> [Exercise objective]: If a line of the records contains the word "extends", list it.

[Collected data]
● ● ● ● ● ● ●
PR #2415, opened 2016-03-30
Fix #2398 Update return codes to 404 when object not found

### LINKED ISSUE #2398: Return consistent status code on update / delete requests to invalid resource id
Sometimes we're returning a 404:

```
if ( ! $term ) {
    return new WP_Error( 'rest_term_invalid', __( "Resource doesn't exist." ), array( 'status' => 404 ) );
}
```

Other times, we're returning a 400:

```
$user = get_userdata( $id );
if ( ! $user ) {
    return new WP_Error( 'rest_user_invalid_id', __( 'Invalid resource id.' ), array( 'status' => 404 ) );
}
```

We should consistently return a 404 when the resource doesn't exist. 400 is less precise, and better for reporting invalid request arguments.

antisilent:
Fixes #2398 to consistently return 404 when objects aren't found in the database. I may have missed a couple, but I'm pretty sure I got everything. :)

### DIFF
--- a/lib/endpoints/class-wp-rest-posts-controller.php
+++ b/lib/endpoints/class-wp-rest-posts-controller.php
@@ -395,7 +395,7 @@ class WP_REST_Posts_Controller extends WP_REST_Controller {
 		$post = get_post( $id );
 
 		if ( empty( $id ) || empty( $post->ID ) || $this->post_type !== $post->post_type ) {
-			return new WP_Error( 'rest_post_invalid_id', __( 'Post id is invalid.' ), array( 'status' => 400 ) );
+			return new WP_Error( 'rest_post_invalid_id', __( 'Post id is invalid.' ), array( 'status' => 404 ) );
 		}
 
 		$post = $this->prepare_item_for_database( $request );
@@ -795,7 +795,7 @@ class WP_REST_Posts_Controller extends WP_REST_Controller {
 			if ( get_current_user_id() !== $post_author ) {
 				$user_obj = get_userdata( $post_author );
 				if ( ! $user_obj ) {
-					return new WP_Error( 'rest_invalid_author', __( 'Invalid author id.' ), array( 'status' => 400 ) );
+					return new WP_Error( 'rest_invalid_author', __( 'Invalid author id.' ), array( 'status' => 404 ) );
 				}
 			}
 			$prepared_post->post_author = $post_author;
@@ -906,7 +906,7 @@ class WP_REST_Posts_Controller extends WP_REST_Controller {
 			if ( $result ) {
 				return true;
 			} else {
-				return new WP_Error( 'rest_invalid_featured_media', __( 'Invalid featured media id.' ), array( 'status' => 400 ) );
+				return new WP_Error( 'rest_invalid_featured_media', __( 'Invalid featured media id.' ), array( 'status' => 404 ) );
 			}
 		} else {
 			return delete_post_thumbnail( $post_id );
--- a/lib/endpoints/class-wp-rest-posts-controller.php
+++ b/lib/endpoints/class-wp-rest-posts-controller.php
@@ -795,7 +795,7 @@ class WP_REST_Posts_Controller extends WP_REST_Controller {
 			if ( get_current_user_id() !== $post_author ) {
 				$user_obj = get_userdata( $post_author );
 				if ( ! $user_obj ) {
-					return new WP_Error( 'rest_invalid_author', __( 'Invalid author id.' ), array( 'status' => 404 ) );
+					return new WP_Error( 'rest_invalid_author', __( 'Invalid author id.' ), array( 'status' => 400 ) );
 				}
 			}
 			$prepared_post->post_author = $post_author;
--- a/lib/endpoints/class-wp-rest-terms-controller.php
+++ b/lib/endpoints/class-wp-rest-terms-controller.php
@@ -340,7 +340,7 @@ class WP_REST_Terms_Controller extends WP_REST_Controller {
 			$parent = get_term( (int) $request['parent'], $this->taxonomy );
 
 			if ( ! $parent ) {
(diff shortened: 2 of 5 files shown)


BE-Webdesign:
Thanks @antisilent!

The unit tests failed because they are still expecting 400 instead of 404.  Please go through the test files and change them to match the new error statuses.  Here is our current guide on contribution to the API https://github.com/WP-API/WP-API/blob/develop/CONTRIBUTING.md.

BE-Webdesign:
Also I believe, you need to keep the ones for creating on 400 not 404.  My interpretation of how 404 would be used is if you are querying for a resource that doesn't exist i.e. updating a non existent post, deleting non existent user.  For query params that don't exist I would probably lean towards using 400.  For instance if you wanted to update a page's parent and the page exists but the parent doesn't you should get a 400 because it is a bad request as opposed to the page resource not existing.  That is just my interpretation of how it should be handled in the API and I would be glad to be corrected.

lib/endpoints/class-wp-rest-terms-controller.php
```diff
@@ -340,7 +340,7 @@ public function create_item( $request ) {
 			$parent = get_term( (int) $request['parent'], $this->taxonomy );
 
 			if ( ! $parent ) {
-				return new WP_Error( 'rest_term_invalid', __( "Parent resource doesn't exist." ), array( 'status' => 400 ) );
+				return new WP_Error( 'rest_term_invalid', __( "Parent resource doesn't exist." ), array( 'status' => 404 ) );
```
BE-Webdesign: I believe this should still be 400.

lib/endpoints/class-wp-rest-users-controller.php
```diff
@@ -628,7 +628,7 @@ protected function check_role_update( $user_id, $roles ) {
 		foreach ( $roles as $role ) {
 
 			if ( ! isset( $wp_roles->role_objects[ $role ] ) ) {
-				return new WP_Error( 'rest_user_invalid_role', sprintf( __( 'The role %s does not exist.' ), $role ), array( 'status' => 400 ) );
+				return new WP_Error( 'rest_user_invalid_role', sprintf( __( 'The role %s does not exist.' ), $role ), array( 'status' => 404 ) );
```
BE-Webdesign: This would stay as 400 as well, I believe.

lib/endpoints/class-wp-rest-users-controller.php
```diff
@@ -368,11 +368,11 @@ public function update_item( $request ) {
...
 		$user = get_userdata( $id );
 		if ( ! $user ) {
-			return new WP_Error( 'rest_user_invalid_id', __( 'Invalid resource id.' ), array( 'status' => 400 ) );
+			return new WP_Error( 'rest_user_invalid_id', __( 'Invalid resource id.' ), array( 'status' => 404 ) );
 		}
 
 		if ( email_exists( $request['email'] ) && $request['email'] !== $user->user_email ) {
-			return new WP_Error( 'rest_user_invalid_email', __( 'Email address is invalid.' ), array( 'status' => 400 ) );
+			return new WP_Error( 'rest_user_invalid_email', __( 'Email address is invalid.' ), array( 'status' => 404 ) );
 		}
```
BE-Webdesign, line 376: ^ This should definitely be 400.

lib/endpoints/class-wp-rest-terms-controller.php
```diff
@@ -420,7 +420,7 @@ public function update_item( $request ) {
...
```
BE-Webdesign: I think this should be 400 as well.

lib/endpoints/class-wp-rest-posts-controller.php
```diff
@@ -795,7 +795,7 @@ protected function prepare_item_for_database( $request ) {
 			if ( get_current_user_id() !== $post_author ) {
 				$user_obj = get_userdata( $post_author );
 				if ( ! $user_obj ) {
-					return new WP_Error( 'rest_invalid_author', __( 'Invalid author id.' ), array( 'status' => 400 ) );
+					return new WP_Error( 'rest_invalid_author', __( 'Invalid author id.' ), array( 'status' => 404 ) );
```
BE-Webdesign: I believe this would be 400.

antisilent:
Test cases have been updated and codes have been reverted to 400 in cases where parameters or prerequisites are missing. :)

lib/endpoints/class-wp-rest-posts-controller.php
```diff
@@ -906,7 +906,7 @@ protected function handle_featured_media( $featured_media, $post_id ) {
 			if ( $result ) {
 				return true;
 			} else {
-				return new WP_Error( 'rest_invalid_featured_media', __( 'Invalid featured media id.' ), array( 'status' => 400 ) );
+				return new WP_Error( 'rest_invalid_featured_media', __( 'Invalid featured media id.' ), array( 'status' => 404 ) );
```
rachelbaker, line 909: This should remain a `400` error because the provided featured_image id doesn't exist and the request needs to be modified.

lib/endpoints/class-wp-rest-users-controller.php
```diff
@@ -380,7 +380,7 @@ public function update_item( $request ) {
...
 
 		if ( ! empty( $request['slug'] ) && $request['slug'] !== $user->user_nicename && get_user_by( 'slug', $request['slug'] ) ) {
-			return new WP_Error( 'rest_user_invalid_slug', __( 'Slug is invalid.' ), array( 'status' => 400 ) );
+			return new WP_Error( 'rest_user_invalid_slug', __( 'Slug is invalid.' ), array( 'status' => 404 ) );
```
rachelbaker, line 383: This should remain a `400` error because the provided `slug` is not allowed and the request needs to be modified.

rachelbaker:
@antisilent Thank you for the PR.  Two of these error codes should remain `400`.  This needs a refresh to remove the two error code changes noted (and their related test changes) and then it will be ready for merge.  

Would you be able to update the PR?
● ● ● ● ● ● ●
> [Written solution]:
@@ -395,7 +395,7 @@ class WP_REST_Posts_Controller extends WP_REST_Controller {
@@ -795,7 +795,7 @@ class WP_REST_Posts_Controller extends WP_REST_Controller {
@@ -906,7 +906,7 @@ class WP_REST_Posts_Controller extends WP_REST_Controller {
@@ -795,7 +795,7 @@ class WP_REST_Posts_Controller extends WP_REST_Controller {
@@ -340,7 +340,7 @@ class WP_REST_Terms_Controller extends WP_REST_Controller {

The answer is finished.